KERSTIN VIKMAN, BJÖRN CARLSSON, HÅKAN BILLIG and STAFFAN EDÉN

Department of Physiology, University of Göteborg S-400 33 Göteborg, Sweden

Address all correspondence and requests for reprints to: Dr. Staffan Edén, Department of Physiology, University of Göteborg, P.O. Box 33031, S-400 33 Göteborg, Sweden.

Abstract

The effects of hypophysectomy and hormonal replacement therapy on GH receptor (GH-R) gene expression was studied in rat adipose tissue with a cRNA probe corresponding to the amino-terminal of the hepatic GH-R. Male Sprague-Dawley rats, 50–65 days of age, were used. In all fat depots tested (epididymal, retroperitoneal, and sc), two transcripts with an estimated size of 4.0 and 1.2 kilobases (kb), respectively, were detected. An intermediate-size transcript (2.6 kb) was sometimes observed. Also, isolated adipocytes and adipocyte precursor cells from the epididymal fat pad expressed these GH-R transcripts. The pituitary dependence of GH-R gene expression was analyzed in epididymal fat. Hypophysectomies were performed at 50 days of age, and the rats were then given replacement therapy with L-T4 (10 µg/kg·day) and hydrocortisone (400 µg/kg·day). Hypophysectomy decreased the abundance of both the 4.0 and the 1.2-kb transcripts, an effect that in part was restored by GH treatment.
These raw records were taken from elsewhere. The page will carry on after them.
PR #447, opened 2021-05-23
Mention the identifier that was unused in ScanUnused.

dkm:
The ScanUnused class would only mention some name was unused.
Add the actual identifier name that is unused to help the user.

Note that this warning might produce a similar warning as the
ScanDeadcode class produces if the indentifier is a function.


dkm:
bors r+

PR #256, opened 2021-02-26
Cleanup operator

YizhePKU:
This pull request extracts and combines the operator enums in the AST and HIR namespace. The new enums are in `operator.h` and the old `enum Operator` is removed.

Fixes issue #228.

Issue #228, opened 2021-02-11
Remove operators.h


philberty:
This should break down into 2 seperate changes.

1: Where we get rid of the HIR enums for HIR::ArithmeticOrLogicalExpr::ExprType, AST::LazyBooleanExpr::ExprType and HIR::NegationExpr::NegationType and reuse the AST version of the enum as there is no conversion required so having duplicate enums is just messy here.
2. remove operators.h and adjust rust-gcc.cc to reuse the AST mappings to covert to the GCC Tree operators.

YizhePKU:
I feel like duplicated enums are just part of a bigger problem. The `ast/` directory and `hir/` directory almost mirrors each other, e.g. `ast/rust-expr.h` and `hir/tree/rust-hir-expr.h`. A lot of code is spent converting AST types to their corresponding HIR types. Is there a better way to do this?

By the way, I'm confused that there's a `HIR:WhileLoopExpr` when [the guide](https://rustc-dev-guide.rust-lang.org/lowering.html) says that `while` loops are converted to `loop` when lowering.

SimplyTheOther:
> 
> 
> The `ast/` directory and `hir/` directory almost mirrors each other, e.g. `ast/rust-expr.h` and `hir/tree/rust-hir-expr.h`. 

I imagine this will change in the future as the HIR becomes more similar to rustc's HIR and less similar to the AST, such as by lowering the different types of loops to one type, as you mentioned. Similarly, I think `if let` expressions might be lowered to `match` expressions as well, or something like that.

YizhePKU:
An alternative would be to keep `operator.h` and remove all the other enums. This has several advantages:

1. It can be shared by AST and HIR, which removes duplication without tying HIR to AST's representation
2. It's centralized and easy to extend later

Plus, it's how the Go developers chose to represent their operators. Surely they know what they're doing:)

Of course the contents of `operator.h` needs to be modified, probably by extracting values from all the other enums. Also It'll be nice to put it inside a namespace.

philberty:
Yeah it was bootstrapped from the AST over time this will be more and more like rustc HIR. The goal here is to have an immutable IR where they have their own NodeMappings for AST NodeId, HidID, LocalDefId and DefID, CrateNum etc.

[...]

PR #453, opened 2021-05-28
reusing AST::Attribute and remove HIR::Attribute

thomasyonug:
Deleting HIR::Attribute and reusing AST::Attribute. 

Some relative reusing classes below:
1. DelimTokenTree
2. AttrInputMetaItemContainer
3. AttrInputLiteral
4. MetaItemLitExpr
5. MetaItemPathLit
6. MetaItemPath
7. MetaItemSeq
8. MetaWord
9. MetaNameValueStr
10. MetaListPath
11. MetaListNameValueStr
12. Attrbute
13. AttrInput
14. MacroParser

### DIFF
--- a/gcc/rust/backend/rust-compile-base.h
+++ b/gcc/rust/backend/rust-compile-base.h
@@ -32,13 +32,7 @@ public:
   virtual ~HIRCompileBase () {}
 
   // rust-ast.h
-  // virtual void visit(AttrInput& attr_input) {}
-  // virtual void visit(TokenTree& token_tree) {}
-  // virtual void visit(MacroMatch& macro_match) {}
   virtual void visit (HIR::Token &tok) {}
-  virtual void visit (HIR::DelimTokenTree &delim_tok_tree) {}
-  virtual void visit (HIR::AttrInputMetaItemContainer &input) {}
-  // virtual void visit(MetaItem& meta_item) {}
   // virtual void visit(Stmt& stmt) {}
   // virtual void visit(Expr& expr) {}
   virtual void visit (HIR::IdentifierExpr &ident_expr) {}
@@ -63,9 +57,6 @@ public:
 
   // rust-expr.h
   virtual void visit (HIR::LiteralExpr &expr) {}
-  virtual void visit (HIR::AttrInputLiteral &attr_input) {}
-  virtual void visit (HIR::MetaItemLitExpr &meta_item) {}
-  virtual void visit (HIR::MetaItemPathLit &meta_item) {}
   virtual void visit (HIR::BorrowExpr &expr) {}
   virtual void visit (HIR::DereferenceExpr &expr) {}
   virtual void visit (HIR::ErrorPropagationExpr &expr) {}
@@ -179,12 +170,6 @@ public:
   virtual void visit (HIR::MacroMatcher &matcher) {}
   virtual void visit (HIR::MacroRulesDefinition &rules_def) {}
   virtual void visit (HIR::MacroInvocation &macro_invoc) {}
-  virtual void visit (HIR::MetaItemPath &meta_item) {}
-  virtual void visit (HIR::MetaItemSeq &meta_item) {}
-  virtual void visit (HIR::MetaWord &meta_item) {}
-  virtual void visit (HIR::MetaNameValueStr &meta_item) {}
-  virtual void visit (HIR::MetaListPaths &meta_item) {}
-  virtual void visit (HIR::MetaListNameValueStr &meta_item) {}
 
   // rust-pattern.h
   virtual void visit (HIR::LiteralPattern &pattern) {}
--- a/gcc/rust/hir/tree/rust-hir-full-decls.h
+++ b/gcc/rust/hir/tree/rust-hir-full-decls.h
@@ -24,19 +24,10 @@
 namespace Rust {
 namespace HIR {
 // rust-ast.h
-class AttrInput;
 class TokenTree;
 class MacroMatch;
 class Token;
 struct Literal;
-class DelimTokenTree;
-class PathSegment;
-class SimplePathSegment;
-class SimplePath;
-struct Attribute;
-class MetaItemInner;
-class AttrInputMetaItemContainer;
-class MetaItem;
 class Stmt;
 class Item;
 class Expr;
@@ -76,8 +67,6 @@ class QualifiedPathInType;
 class ExprWithBlock;
 class LiteralExpr;
 class AttrInputLiteral;
-class MetaItemLitExpr;
-class MetaItemPathLit;
 class OperatorExpr;
 class BorrowExpr;
 class DereferenceExpr;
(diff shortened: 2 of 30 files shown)


philberty:
Nice work getting it all wired up! It might not have time to get around to reviewing this today but I will make sure to get back to you by Monday morning.

philberty:
I've added other reviewers in the mean time might help get any feedback sooner on this change.

thomasyonug:
Thanks @philberty . Take your time plz.

YizhePKU:
Hmm, a while ago I made a similar PR(#256) about reusing operators in AST and HIR. We discussed it in issue #228. The decision then was to put operators in the global namespace because operator "does not belong more or less to the AST or the HIR, so a shared space would be best".

YizhePKU:
Also this may be a good chance to introduce a cleanup: `using AttrVec = std::vector<AST::Attribute>`.

thomasyonug:
> Hmm, a while ago I made a similar PR(#256) about reusing operators in AST and HIR. We discussed it in issue #228. The decision then was to put operators in the global namespace because operator "does not belong more or less to the AST or the HIR, so a shared space would be best".

Yeah, about the namespace problem. I mentioned that what if we move the common class like Attribute out of AST namespace. 
But Phil said that keeping Attribute within the AST namespace is still good, as it signifies it belongs to the AST from parsing the language. 
I think maybe we can discuss it again next week when he came back.

YizhePKU:
> But Phil said that keeping Attribute within the AST namespace is still good, as it signifies it belongs to the AST from parsing the language.

That makes sense. It's not a big deal anyway.

gcc/rust/hir/tree/rust-hir-full-decls.h
```diff
@@ -29,14 +29,9 @@ class TokenTree;
 class MacroMatch;
 class Token;
 struct Literal;
-class DelimTokenTree;
 class PathSegment;
 class SimplePathSegment;
 class SimplePath;
```
YizhePKU, line 34: Do you mean to remove `SimplePath` here?

gcc/rust/hir/tree/rust-hir-full-decls.h
```diff
@@ -227,8 +220,6 @@ struct MacroTranscriber;
 struct MacroRule;
 class MacroRulesDefinition;
 class MacroInvocation;
-class MetaItemPath;
-class MetaItemSeq;
 class MetaWord;
```
YizhePKU, line 223: Do you mean to remove `Meta*` stuff here?

YizhePKU (changes requested):

gcc/rust/hir/tree/rust-hir-full-decls.h
YizhePKU: Everybody else now uses `AST::SimplePath`, correct?

thomasyonug: yeah, let me try to remove it.

thomasyonug: LOL, I found this is another miss deletion. I already remove the SimplePath definition but decl.

YizhePKU:
Suggestion: Treat force-push only as a last-resort. Force-pushing removes old files, making it harder for others to follow the conversation.

thomasyonug:
> Suggestion: Treat force-push only as a last resort. Force-pushing removes old files, making it harder for others to follow the conversation.

Sorry, not notice that.

thomasyonug:
> Beware that the first comment is used by bors when creating its own commit. It may be better to keep it more descriptive and keep other remarks as comments bellow ?

Thanks. About the other remarks do you mean #Fixes and #Address？

thomasyonug:
> Beware that the first comment is used by bors when creating its own commit. It may be better to keep it more descriptive and keep other remarks as comments bellow ?

Got it.

thomasyonug:
> Beware that the first comment is used by bors when creating its own commit. It may be better to keep it more descriptive and keep other remarks as comments bellow ?

Thanks, got it.

gcc/rust/backend/rust-compile-base.h
```diff
@@ -36,8 +36,8 @@ class HIRCompileBase : public HIR::HIRVisitor
   // virtual void visit(TokenTree& token_tree) {}
   // virtual void visit(MacroMatch& macro_match) {}
   virtual void visit (HIR::Token &tok) {}
-  virtual void visit (HIR::DelimTokenTree &delim_tok_tree) {}
-  virtual void visit (HIR::AttrInputMetaItemContainer &input) {}
+  // virtual void visit (HIR::DelimTokenTree &delim_tok_tree) {}
```
dkm, line 39: What about all these commented definitions ? Can't we simply remove them?

gcc/rust/typecheck/rust-hir-type-check-base.h
```diff
@@ -163,12 +162,12 @@ class TypeCheckBase : public HIR::HIRVisitor
   virtual void visit (HIR::MacroMatcher &) override {}
   virtual void visit (HIR::MacroRulesDefinition &) override {}
   virtual void visit (HIR::MacroInvocation &) override {}
-  virtual void visit (HIR::MetaItemPath &) override {}
-  virtual void visit (HIR::MetaItemSeq &) override {}
-  virtual void visit (HIR::MetaWord &) override {}
-  virtual void visit (HIR::MetaNameValueStr &) override {}
-  virtual void visit (HIR::MetaListPaths &) override {}
-  virtual void visit (HIR::MetaListNameValueStr &) override {}
+  // virtual void visit (HIR::MetaItemPath &) override {}
```
dkm, line 165: Same question here ?

thomasyonug: I thought that's better for consistency to comment the visit like before. But yes, I can simply remove them all.

YizhePKU:
What about putting `AttrVec` in the global namespace(`Rust` namespace actually)? It's nicer to write `AttrVec` instead of `AST::AttrVec`.

gcc/rust/typecheck/rust-hir-type-check-base.h
dkm: Maybe there's a reason for these comments (@philberty ?) but I guess they are not really needed (the visitor pattern being widely used in gccrs, it's easy to find which methods can be overridden)

thomasyonug:
> What about putting `AttrVec` in the global namespace(`Rust` namespace actually)? It's nicer to write `AttrVec` instead of `AST::AttrVec`.

It's kind of weird for me that  two type symbols are in different namespace. 

But I think it's better to do that if some other type alias also in global namespace.

philberty (approved):

philberty:
I think this looks good but before we can merge you will need to squash these commits. I see this change as a single logical commit.

philberty:
I do like having this behind the AST, since attributes are driven by the AST. It was slightly different for the PR @YizhePKU referenced where we had the logical operators enum defined in Lexer, AST, HIR, GCC. So in that case it was best to just have 1.

thomasyonug:
> I think this looks good but before we can merge you will need to squash these commits. I see this change as a single logical commit.

Sure.:)

PR #455, opened 2021-05-28
Update CONTRIBUTING.md

philberty:
We have been accepting patches via mail from developers following the normal GCC processes. Let's update our guidelines to reflect this.

### DIFF
--- a/CONTRIBUTING.md
+++ b/CONTRIBUTING.md
@@ -6,13 +6,16 @@
 
 * If you're unable to find an open issue addressing the problem, [open a new one](https://github.com/Rust-GCC/gccrs/issues/new). Be sure to include a **title and clear description**, as much relevant information as possible, and a **code sample** or an **executable test case** demonstrating the expected behavior that is not occurring.
 
-#### **Did you write a patch that fixes a bug?**
+#### **Do you want to submit a patch?**
 
 * Open a new GitHub pull request with the patch.
 
 * Ensure the PR description clearly describes the problem and solution. Include the relevant issue number if applicable.
 
 * Before submitting, GCCRS requires copyright assignment. Please read the [Contributing to GCC](https://gcc.gnu.org/contribute.html) guide to know more.
+
+* Patches sent to the [`gcc-rust` mailing list](https://gcc.gnu.org/mailman/listinfo/gcc-rust) are likewise welcome.
+These will be imported into a GitHub PR to follow the normal review process, and the link to the GitHub PR sent to the submitter.
 
 #### **Do you intend to add a new feature or change an existing one?**
 


YizhePKU (approved):

CONTRIBUTING.md
```diff
@@ -29,6 +29,8 @@
 * The PR policy: Everything has to go through a PR
   - An exception to this rule will be the merge commits of updating the repo against upstream GCC
 
+* Patches sent via email are welcome, these will be subject to the same Copyright Assignment standards. Each patch will be formed into a GitHub PR to follow the normal bos process.
```
dkm, line 32: boRs.

Maybe you should clarify where the review is happening in this case: review on the ml, and the PR is created when it has been accepted so not a real review and sent directly for merge?

flip1995 (approved):

CONTRIBUTING.md
philberty: Good point. A problem with accepting patches from the mailing list is when a patch might need changes, and requires us to update the PR.

I think doing code review on GitHub is much more powerful than via mail so we could still do the review here on GitHub via the PR. So when we say yes thanks for your patches and create the PR, we should forward the link back to the submitter to say here is your code under review. If the PR needs changes we can apply the patch updates from the mailing list but please expect some delays in this process due to the manual step involved.

"Reviews for the patches will be carried out via the PR on GitHub, this will be a publicly viewable resource. The link will be forwarded back to the submitter, as a way of viewing the state of their changes and as a way to manage any review comments. If a PR needs changes, please expect some delays in the management of updating the PR, due to the manual process involved."

thomasyonug (approved):

CONTRIBUTING.md
bjorn3: Crazy idea: What about creating a bot that automatically creates PR's based on patches on the mailing list and updates them as new patches are submitted to the mail thread? It could also forward comments both directions, so eg if you mail quoting parts of the patch, a github review gets created for the relevant lines and as you reply to them on github a mail gets sent to the mailing list. (will probably need some buffering to avoid spam on the mailing list)

flip1995: git does something like this with [gitgitgadget](https://github.com/gitgitgadget/gitgitgadget). Probably overkill for this project, since git is mainly developed on the mailing list, not on GitHub, but stuff like this already exists.

CohenArthur (approved):
I agree with Marc's suggestion, but I think it's all good! As soon as the project gets a dedicated mailing list (as it's in the works on the gcc one), it's important to add it there too for people who might want to send patches through it

CONTRIBUTING.md
ojeda: `b4`'s implementation may also prove helpful to automate stuff around patches from mailing lists.

https://git.kernel.org/pub/scm/utils/b4/b4.git/about/

dkm: Looks like it's similar to https://patchwork.ozlabs.org/ ? Not exactly sure...

dkm: Oh, I see GCC is already there : https://patchwork.ozlabs.org/project/gcc/list/

CONTRIBUTING.md
```diff
@@ -29,6 +29,8 @@
...
+
```
CohenArthur, line 33:
```suggestion
You can send those patches through the gcc-rust mailing list: gcc-rust@gcc.gnu.org

```

CONTRIBUTING.md
philberty: I really like the idea of automating this, is there a way for b4 to actually have a github user to create PRs? Or did I just miss that part.

ojeda: AFAIK, `b4` is primarily meant as a command-line tool for maintainers. I mentioned it because you may be to reuse part of its implementation to write the bot that would then contact GitHub etc.

Related: in Rust for Linux we are also trying to adapt the kernel development workflow to GitHub :-) Our bot is https://github.com/ksquirrel. I do not plan on automating the mailing list side until we are in mainline though (and even then, it will depend on the amount of patches from the mailing list).

CohenArthur (approved):

tschwinge:
I streamlined the text a bit; good to go, as far as I'm concerned.

CONTRIBUTING.md
```diff
@@ -6,14 +6,17 @@
...
-#### **Did you write a patch that fixes a bug?**
+#### **Do you want to submit a patch?**
 
 * Open a new GitHub pull request with the patch.
 
 * Ensure the PR description clearly describes the problem and solution. Include the relevant issue number if applicable.
 
 * Before submitting, GCCRS requires copyright assignment. Please read the [Contributing to GCC](https://gcc.gnu.org/contribute.html) guide to know more.
 
+* Patches sent to the [gcc-rust mailing list](https://gcc.gnu.org/mailman/listinfo/gcc-rust) are likewise welcome.
```
ojeda, line 17:
```suggestion
* Patches sent to the [`gcc-rust` mailing list](https://gcc.gnu.org/mailman/listinfo/gcc-rust) are likewise welcome.
```

CONTRIBUTING.md
dkm: What is @ksquirrel used for ? Was looking at existing solution for better integration of ml patch and github, and only find ways to create mail from PR, not the other way round.

ojeda: The goal is to have @ksquirrel automate many things within the kernel development workflow and allow us to use GitHub. Ideally, it will do all this:
  - Review commit messages for common errors (check for signatures, formatting and common practices, detect common errors such as lkml links, etc.) -- this is already implemented and I keep adding checks when I discover something new that it can check. See example at https://github.com/Rust-for-Linux/linux/pull/264 (expand the hidden comments).
  - Pick up `Acked-by`, `Reviewed-by`, `Tested-by` tags from reviewers and then appending them at merge time etc.
  - Run the CI per-commit just before the merge.
  - Collect patches from the ML and put them in GitHub automatically.

PR #458, opened 2021-05-31
stdin: Allow compilation from standard input

### LINKED ISSUE #457: Cannot compile code from standard input
I tried to compile rust code from standard input:

```sh
gccrs -x rs -
```

The compiler would try to parse what I write on standard input until EOF. This is what gccrs does with the `-x c` option in order to compile C code from stdin.

Instead, this happened:

```sh
Preparing to parse files.
Attempting to parse file: -
rust1: fatal error: cannot open filename -: No such file or directory
compilation terminated.
```

CohenArthur:
Fixes #457 

I'm not really sure how to test it with `dejagnu` or if it is even possible.

This PR adds a check for the `-` filename in the `RAIIFile` class. In that case, the inner pointer should simply be `stdin`. We also have to be careful not to `fclose(stdin)` upon deallocation.

### DIFF
--- a/gcc/rust/lex/rust-lex.h
+++ b/gcc/rust/lex/rust-lex.h
@@ -16,7 +16,14 @@ private:
   FILE *file;
 
 public:
-  RAIIFile (const char *filename) : file (fopen (filename, "r")) {}
+  RAIIFile (const char *filename)
+  {
+    if (strncmp (filename, "-", 1) == 0)
+      file = stdin;
+    else
+      file = fopen (filename, "r");
+  }
+
   RAIIFile (const RAIIFile &other) = delete;
   RAIIFile &operator= (const RAIIFile &other) = delete;
 
@@ -32,7 +39,7 @@ public:
 
   ~RAIIFile ()
   {
-    if (file != nullptr)
+    if (file != nullptr && file != stdin)
       fclose (file);
   }
 


gcc/rust/lex/rust-lex.h
```diff
@@ -16,7 +16,18 @@ struct RAIIFile
   FILE *file;
 
 public:
-  RAIIFile (const char *filename) : file (fopen (filename, "r")) {}
+  RAIIFile (const char *filename)
+  {
+    if (strncmp (filename, "-", 1) == 0)
```
dkm, line 21: I don't think the GNU coding style forces you to have all these braces for single statements if/else. You could have this a bit more compact, but that's cosmetic :)

CohenArthur: Oh right, I'm getting too used to writing Rust nowadays! I'll remove them, good catch

dkm (approved):

philberty (approved):

dkm:
Looks correct !

gcc/rust/lex/rust-lex.h
```diff
@@ -16,7 +16,14 @@ struct RAIIFile
...
```
tschwinge, line 21: It doesn't matter in practice (`error: unrecognized command-line option '-.rs'`, etc.), but why `strncmp` with a length of one, which matches every `filename` beginning with `-`?  Shouldn't this instead use `strcmp (filename, "-")` to exactly match `-`?

philberty: good point I missed that in the review.

CohenArthur: Ah, fair. I didn't think about files starting with `-`. I'll fix it right away.

PR #460, opened 2021-06-01
raiifile: Allow dash-prefixed files to be parsed

CohenArthur:
Thanks to @tschwinge for finding the bug.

A solution hybridization RNase protection assay was then used to further characterize the effect of GH treatment of hypophysectomized rats on GH-R gene expression. A single injection of human GH (100 µg/rat) increased GH-R mRNA levels within 1 h, and maximal levels were reached between 3–12 h after the injection. The increase in GH-R mRNA levels was dose dependent and was observed also after prolonged treatment (1 or 5 mg/kg·day for 6 days) with bovine GH.

These results confirm that GH-R mRNAs are present in rat adipose tissue from different fat depots. GH-R transcripts of the same estimated size were detected in isolated adipocytes and adipocyte precursor cells. Furthermore, the results show that there is a rapid and GH-dependent regulation of GH-R mRNA levels in adipose tissue. (Endocrinology 129: 1155–1161, 1991)

Footnotes

* This research was supported by the Swedish Medical Research Council (Grant 8269), Nordisk Insulinfond, the Göteborg Medical Society, the Faculty of Medicine, University of Göteborg, and the Swedish Society of Medical Research.

Received December 26, 1990.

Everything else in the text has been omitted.